- Opening Delimiter -

PR #5994, opened 2026-06-02
RI-8208: Bump Redux stack to RTK 2 / react-redux 9 / redux 5 / redux-thunk 3

pawelangelow:
# What

Upgrades the Redux dependency stack and applies the v5 / v9 breaking-
-change fixes:

- `@reduxjs/toolkit` 1.6 → 2.12
- `react-redux` 7 → 9
- `redux-thunk` added as direct dep at 3.1 (no longer bundled in RTK)
- removed `@types/react-redux` (react-redux 9 ships its own types)
- removed `@types/redux-mock-store` (pulled in `redux@4`); replaced
  with a 5-method local shim in
  `redisinsight/ui/src/types/redux-mock-store.d.ts`

Source-level adjustments:

- `slices/store.ts` — explicit `AppDispatch = ThunkDispatch & typeof
  store.dispatch` so the thunk overload survives the inference path,
  and a typed cast on the middleware return that defuses the TS2719
  collision between RTK 2's `redux@5`-rooted `Middleware` and the
  `redux@4` `Middleware` hoisted by `@elastic/eui` → `react-beautiful-
  dnd` → `@types/react-redux@7`. See the comment in `store.ts` for
  the full background and why the cast is preferred over a yarn
  `resolutions` entry.
- `utils/test-utils.tsx` — named `thunk` import, `Options.store`
  widened to `EnhancedStore<any>` so specs can pass focused stores
  without casting.
- 10 spec fixes: stable `getState` references (react-redux 9's
  `useSyncExternalStore` rejects unstable snapshots), `subscribe`
  must return an unsubscriber, `{ type: undefined }` → `{ type:
  '@@INIT' }` (redux 5 rejects undefined action types).
- TS error baseline refreshed (`.tscheck.rec.json`, 1825 → 1823).

# Testing

- `yarn lint`, `yarn type-check`, `yarn test` all pass.
- Manual smoke of the higher-risk flows for the runtime semantics
  that shifted with RTK 2's `autoBatchEnhancer` and react-redux 9's
  `useSyncExternalStore`:
  - app startup + database list (no flicker, no duplicate fetches)
  - connect to instance + open Browser
  - Bulk Delete (with mid-run cancel)
  - CLI after a backgrounded tab (~1 min)
  - Pub/Sub

---

> [!NOTE]
> **Medium Risk**
> Touches global state dependencies and subscription semantics (react-redux 9 / RTK 2) across the whole UI; risk is mitigated by focused test fixes but warrants smoke on Browser, Pub/Sub, CLI, and OAuth flows.
> 
> **Overview**
> This PR **bumps the UI Redux stack** to `@reduxjs/toolkit` 2.12, `react-redux` 9, `redux` 5, and direct `redux-thunk` 3.1, and drops `@types/react-redux` and `@types/redux-mock-store` in favor of built-in types and a small local `redux-mock-store` shim typed against `redux@5`.
> 
> **Runtime / typing follow-ups:** `slices/store.ts` exports a typed `dispatch` as `AppDispatch`; `cliOutputActions` and test helpers use that instead of destructuring from `store`. Browser virtual-tree `Node` now uses a `NodeProps` type (optional `index` for react-vtree) and guards row striping with `(index ?? 0)`.
> 
> **Tests and tooling:** `test-utils` switches to named `thunk` import, widens `store` to `EnhancedStore | MockStoreEnhanced`, and extends default test state (`azure`, `vectorSet`). Specs adapt to Redux 5 (`UnknownAction` payloads, `@@INIT` instead of `undefined` type), react-redux 9 (stable `getState` snapshots, `subscribe` returns unsubscriber), and middleware casts where RTK 2 + thunk 3 collide with legacy `redux@4` types. Some vector-search specs use `mockStore` + `initialStateDefault` instead of mini real stores. `.tscheck.rec.json` drops `test-utils.tsx` baseline entries.
> 
> <sup>Reviewed by [Cursor Bugbot](https://cursor.com/bugbot) for commit 9c76049c97530e1370620d38fc5e193a7fcc6d02. Bugbot is set up for automated code reviews on this repo. Configure [here](https://www.cursor.com/dashboard/bugbot).</sup>


redisinsight/ui/.tscheck.rec.json
```diff
@@ -1163,9 +1163,6 @@
   "src/utils/streamUtils.ts": {
     "TS2345": 2
   },
-  "src/utils/test-utils.tsx": {
-    "TS2322": 2
-  },
```
pawelangelow, line 1168: side effect - these are fixed 😄

valkirilov (dismissed):

redisinsight/ui/src/types/redux-mock-store.d.ts
```diff
@@ -0,0 +1,38 @@
...
+// that imports test-utils and surfaces as TS2719 "two different types with
+// this name exist, but they are unrelated" errors against RTK 2's
+// `Middlewares` / `EnhancedStore` types (which are derived from `redux@5`).
+//
+// `redux-mock-store` itself ships no types, is in maintenance mode, and is
+// expected to be retired in favor of real `<Provider>` + real store testing.
+// Until that migration happens this shim is the smallest possible surface
+// we own that keeps the existing test infrastructure compiling against
+// `redux@5` types.
+declare module 'redux-mock-store' {
```
KrumTy, line 13: something off here; in the 1st PR you create a wrapper over react-redux methods, while here you override types (two patterns)

would package resolution help in this case? If we need to lock to a certain redux-mock-store version

redisinsight/ui/src/utils/test-store.ts
```diff
@@ -22,14 +22,14 @@ const getState: ReduxStore['getState'] = () => {
   return storeRef.getState()
 }
 
-export const dispatch: ReduxStore['dispatch'] = (action: any) => {
+export const dispatch = ((action: any) => {
```
KrumTy: maybe you can drop the `any` and it will be typed?

redisinsight/ui/src/utils/test-utils.tsx
```diff
@@ -79,7 +82,13 @@ import { setStoreRef } from './test-store'
...
 interface Options {
   initialState?: RootState
-  store?: ReduxStore
+  // Accept either the real RTK store, a `redux-mock-store` instance, or any
+  // narrowly-typed `EnhancedStore` produced by `configureStore` in a spec.
+  // The narrow `EnhancedStore<any>` member is the proper-typed escape hatch
+  // for specs that build a focused store with only the slices they read
+  // from (see vector-search specs) — without it, every such spec needs an
+  // `as any` cast at the call site.
+  store?: ReduxStore | MockStoreEnhanced<RootState> | EnhancedStore<any>
```
KrumTy: this is quite odd, why accept anything other than ReduxStore?

redisinsight/ui/src/utils/cliOutputActions.ts
```diff
@@ -12,7 +12,7 @@ import {
 import { CommandExecutionStatus } from 'uiSrc/slices/interfaces/cli'
 import { concatToOutput } from 'uiSrc/slices/cli/cli-output'
 
-import { store } from 'uiSrc/slices/store'
+import { dispatch, store } from 'uiSrc/slices/store'
```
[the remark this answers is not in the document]
pawelangelow: Under Jest, cliOutputActions.ts's import { dispatch } from 'uiSrc/slices/store' resolves to test-store.ts's dispatch wrapper, which delegates to storeRef.dispatch(action). storeRef is set to mockedStore by test-utils.tsx's module body (setStoreRef(mockedStore)), so actions land in mockedStore, not the real singleton. The real slices/store.ts is never loaded during specs. Verified by running the test — it passes and mockedStore.getActions() does record the dispatched actions.

redisinsight/ui/src/types/redux-mock-store.d.ts
pawelangelow: On resolutions - yes, a "resolutions": { "redux": "^5" } entry in package.json would fix this cleanly, but I don't want to add more things into "resolutions" as it makes potential migration from `yarn` to `npm` harder.

redisinsight/ui/src/utils/test-store.ts
pawelangelow: Tried dropping the any - turns out AppDispatch is an intersection of ThunkDispatch overloads, and TypeScript can't infer a single parameter type across that overload set. Without `: any` it falls back to TS7006 (Parameter 'action' implicitly has an 'any' type). Kept the `as AppDispatch` outer cast and added a comment explaining the constraint, so the next reader doesn't try the same simplification.

KrumTy: this is not good, that means AppDispatch is likely messed up

const dispatch = useAppDispatch()
dispatch(123) // this should show a tsc error - only known actions can be dispatched

package.json
```diff
@@ -308,7 +307,7 @@
     "react-hotkeys-hook": "^3.3.1",
     "react-jsx-parser": "^2.4.1",
     "react-monaco-editor": "^0.59.0",
-    "react-redux": "^7.2.2",
+    "react-redux": "^9.2.0",
```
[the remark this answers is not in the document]
pawelangelow: Done!

valkirilov (dismissed):

KrumTy (approved):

- Closing Delimiter -

The reply is to be an exact copy of the listing.

PR #5994, opened 2026-06-02
RI-8208: Bump Redux stack to RTK 2 / react-redux 9 / redux 5 / redux-thunk 3

pawelangelow:
# What

Upgrades the Redux dependency stack and applies the v5 / v9 breaking-
-change fixes:

- `@reduxjs/toolkit` 1.6 → 2.12
- `react-redux` 7 → 9
- `redux-thunk` added as direct dep at 3.1 (no longer bundled in RTK)
- removed `@types/react-redux` (react-redux 9 ships its own types)
- removed `@types/redux-mock-store` (pulled in `redux@4`); replaced
  with a 5-method local shim in
  `redisinsight/ui/src/types/redux-mock-store.d.ts`

Source-level adjustments:

- `slices/store.ts` — explicit `AppDispatch = ThunkDispatch & typeof
  store.dispatch` so the thunk overload survives the inference path,
  and a typed cast on the middleware return that defuses the TS2719
  collision between RTK 2's `redux@5`-rooted `Middleware` and the
  `redux@4` `Middleware` hoisted by `@elastic/eui` → `react-beautiful-
  dnd` → `@types/react-redux@7`. See the comment in `store.ts` for
  the full background and why the cast is preferred over a yarn
  `resolutions` entry.
- `utils/test-utils.tsx` — named `thunk` import, `Options.store`
  widened to `EnhancedStore<any>` so specs can pass focused stores
  without casting.
- 10 spec fixes: stable `getState` references (react-redux 9's
  `useSyncExternalStore` rejects unstable snapshots), `subscribe`
  must return an unsubscriber, `{ type: undefined }` → `{ type:
  '@@INIT' }` (redux 5 rejects undefined action types).
- TS error baseline refreshed (`.tscheck.rec.json`, 1825 → 1823).

# Testing

- `yarn lint`, `yarn type-check`, `yarn test` all pass.
- Manual smoke of the higher-risk flows for the runtime semantics
  that shifted with RTK 2's `autoBatchEnhancer` and react-redux 9's
  `useSyncExternalStore`:
  - app startup + database list (no flicker, no duplicate fetches)
  - connect to instance + open Browser
  - Bulk Delete (with mid-run cancel)
  - CLI after a backgrounded tab (~1 min)
  - Pub/Sub

---

> [!NOTE]
> **Medium Risk**
> Touches global state dependencies and subscription semantics (react-redux 9 / RTK 2) across the whole UI; risk is mitigated by focused test fixes but warrants smoke on Browser, Pub/Sub, CLI, and OAuth flows.
> 
> **Overview**
> This PR **bumps the UI Redux stack** to `@reduxjs/toolkit` 2.12, `react-redux` 9, `redux` 5, and direct `redux-thunk` 3.1, and drops `@types/react-redux` and `@types/redux-mock-store` in favor of built-in types and a small local `redux-mock-store` shim typed against `redux@5`.
> 
> **Runtime / typing follow-ups:** `slices/store.ts` exports a typed `dispatch` as `AppDispatch`; `cliOutputActions` and test helpers use that instead of destructuring from `store`. Browser virtual-tree `Node` now uses a `NodeProps` type (optional `index` for react-vtree) and guards row striping with `(index ?? 0)`.
> 
> **Tests and tooling:** `test-utils` switches to named `thunk` import, widens `store` to `EnhancedStore | MockStoreEnhanced`, and extends default test state (`azure`, `vectorSet`). Specs adapt to Redux 5 (`UnknownAction` payloads, `@@INIT` instead of `undefined` type), react-redux 9 (stable `getState` snapshots, `subscribe` returns unsubscriber), and middleware casts where RTK 2 + thunk 3 collide with legacy `redux@4` types. Some vector-search specs use `mockStore` + `initialStateDefault` instead of mini real stores. `.tscheck.rec.json` drops `test-utils.tsx` baseline entries.
> 
> <sup>Reviewed by [Cursor Bugbot](https://cursor.com/bugbot) for commit 9c76049c97530e1370620d38fc5e193a7fcc6d02. Bugbot is set up for automated code reviews on this repo. Configure [here](https://www.cursor.com/dashboard/bugbot).</sup>


redisinsight/ui/.tscheck.rec.json
```diff
@@ -1163,9 +1163,6 @@
   "src/utils/streamUtils.ts": {
     "TS2345": 2
   },
-  "src/utils/test-utils.tsx": {
-    "TS2322": 2
-  },
```
pawelangelow, line 1168: side effect - these are fixed 😄

valkirilov (dismissed):

redisinsight/ui/src/types/redux-mock-store.d.ts
```diff
@@ -0,0 +1,38 @@
...
+// that imports test-utils and surfaces as TS2719 "two different types with
+// this name exist, but they are unrelated" errors against RTK 2's
+// `Middlewares` / `EnhancedStore` types (which are derived from `redux@5`).
+//
+// `redux-mock-store` itself ships no types, is in maintenance mode, and is
+// expected to be retired in favor of real `<Provider>` + real store testing.
+// Until that migration happens this shim is the smallest possible surface
+// we own that keeps the existing test infrastructure compiling against
+// `redux@5` types.
+declare module 'redux-mock-store' {
```
KrumTy, line 13: something off here; in the 1st PR you create a wrapper over react-redux methods, while here you override types (two patterns)

would package resolution help in this case? If we need to lock to a certain redux-mock-store version

redisinsight/ui/src/utils/test-store.ts
```diff
@@ -22,14 +22,14 @@ const getState: ReduxStore['getState'] = () => {
   return storeRef.getState()
 }
 
-export const dispatch: ReduxStore['dispatch'] = (action: any) => {
+export const dispatch = ((action: any) => {
```
KrumTy: maybe you can drop the `any` and it will be typed?

redisinsight/ui/src/utils/test-utils.tsx
```diff
@@ -79,7 +82,13 @@ import { setStoreRef } from './test-store'
...
 interface Options {
   initialState?: RootState
-  store?: ReduxStore
+  // Accept either the real RTK store, a `redux-mock-store` instance, or any
+  // narrowly-typed `EnhancedStore` produced by `configureStore` in a spec.
+  // The narrow `EnhancedStore<any>` member is the proper-typed escape hatch
+  // for specs that build a focused store with only the slices they read
+  // from (see vector-search specs) — without it, every such spec needs an
+  // `as any` cast at the call site.
+  store?: ReduxStore | MockStoreEnhanced<RootState> | EnhancedStore<any>
```
KrumTy: this is quite odd, why accept anything other than ReduxStore?

redisinsight/ui/src/utils/cliOutputActions.ts
```diff
@@ -12,7 +12,7 @@ import {
 import { CommandExecutionStatus } from 'uiSrc/slices/interfaces/cli'
 import { concatToOutput } from 'uiSrc/slices/cli/cli-output'
 
-import { store } from 'uiSrc/slices/store'
+import { dispatch, store } from 'uiSrc/slices/store'
```
[the remark this answers is not in the document]
pawelangelow: Under Jest, cliOutputActions.ts's import { dispatch } from 'uiSrc/slices/store' resolves to test-store.ts's dispatch wrapper, which delegates to storeRef.dispatch(action). storeRef is set to mockedStore by test-utils.tsx's module body (setStoreRef(mockedStore)), so actions land in mockedStore, not the real singleton. The real slices/store.ts is never loaded during specs. Verified by running the test — it passes and mockedStore.getActions() does record the dispatched actions.

redisinsight/ui/src/types/redux-mock-store.d.ts
pawelangelow: On resolutions - yes, a "resolutions": { "redux": "^5" } entry in package.json would fix this cleanly, but I don't want to add more things into "resolutions" as it makes potential migration from `yarn` to `npm` harder.

redisinsight/ui/src/utils/test-store.ts
pawelangelow: Tried dropping the any - turns out AppDispatch is an intersection of ThunkDispatch overloads, and TypeScript can't infer a single parameter type across that overload set. Without `: any` it falls back to TS7006 (Parameter 'action' implicitly has an 'any' type). Kept the `as AppDispatch` outer cast and added a comment explaining the constraint, so the next reader doesn't try the same simplification.

KrumTy: this is not good, that means AppDispatch is likely messed up

const dispatch = useAppDispatch()
dispatch(123) // this should show a tsc error - only known actions can be dispatched

package.json
```diff
@@ -308,7 +307,7 @@
     "react-hotkeys-hook": "^3.3.1",
     "react-jsx-parser": "^2.4.1",
     "react-monaco-editor": "^0.59.0",
-    "react-redux": "^7.2.2",
+    "react-redux": "^9.2.0",
```
[the remark this answers is not in the document]
pawelangelow: Done!

valkirilov (dismissed):

KrumTy (approved):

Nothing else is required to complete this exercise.